Still, this is where Olbermann overdoes it. He proudly cites Red Ruffing, who had very good numbers, but never faced an African-American player as a Yankee. He also mentions Graig Nettles. Nettles was an amazing defensive player who hit for power. He also hit .253 for the Yankees, with an on-base percentage of .329. He was not as valuable to the Yankees as Derek Jeter. Olbermann offers Thurman Munson, another great player whose career ended at age 32 when he died in a plane crash. We will never know how Munson's career would have ended, but the fact is, Jeter accomplished more than Munson. (You want another player who didn't make Olbermann's top-10? Yogi Berra.)
It was also curious to see Olbermann blast Jeter and the Yankees for all the retirement hype, then say that if he is such a great Yankee, he should retire before the end of the season, so his career does not end in Fenway Park. To sum up: Jeter is being selfish by not quitting on his team before the season ends. OK, then.
Jeter was an outstanding player for many years, and he is an obvious Hall of Famer. If he has been overrated by his own fans, then guess what? He isn't alone.
Some great players are especially beloved. It's just how fandom works. Sometimes it's because the great player won championships, or has an infectious personality, or played his whole career in one city. David Ortiz is beloved, and probably overrated, in Boston. You could say the same for Kirby Puckett in Minnesota, Dale Murphy in Atlanta, Tony Gwynn in San Diego, George Brett in Kansas City and Cal Ripken Jr. in Baltimore. But they were all great players, and the fact that their fan bases elevate them a little too much does not change that.
Ripken is the best comparison for Jeter — not just because they played the same position (though Ripken moved to third base late in his career), but also because they are admired for reasons that go beyond their stats. Ripken's numbers (.276/.340/.447) were not the best of his generation. You could reasonably argue they are not as impressive as Jeter's (.310/.377/.440). But Ripken was a Baltimore icon, had his amazing Iron Man streak and won a championship with the Orioles. If he were asked to throw out a first pitch in Baltimore in the upcoming playoffs, you would expect a thunderous standing ovation. Baltimoreans are willing to overlook his flaws and his down years, because he is theirs.

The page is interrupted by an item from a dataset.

PR #1204, opened 2022-12-22
Add operators to select a file, or folder, to the `System` package

### LINKED ISSUE #614: Consider adding a SelectFile and SelectFolder source to the system package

Jeter was a consistently terrific player, he was extremely durable, he almost always represented his franchise well and he played for five championship teams. He also apparently didn't use PEDs at a time when so many players did. That helps explain why he is beloved, and why so many people have found ways to make money off his retirement tour. But don't let the business distract you from the game. Derek Jeter was a great player.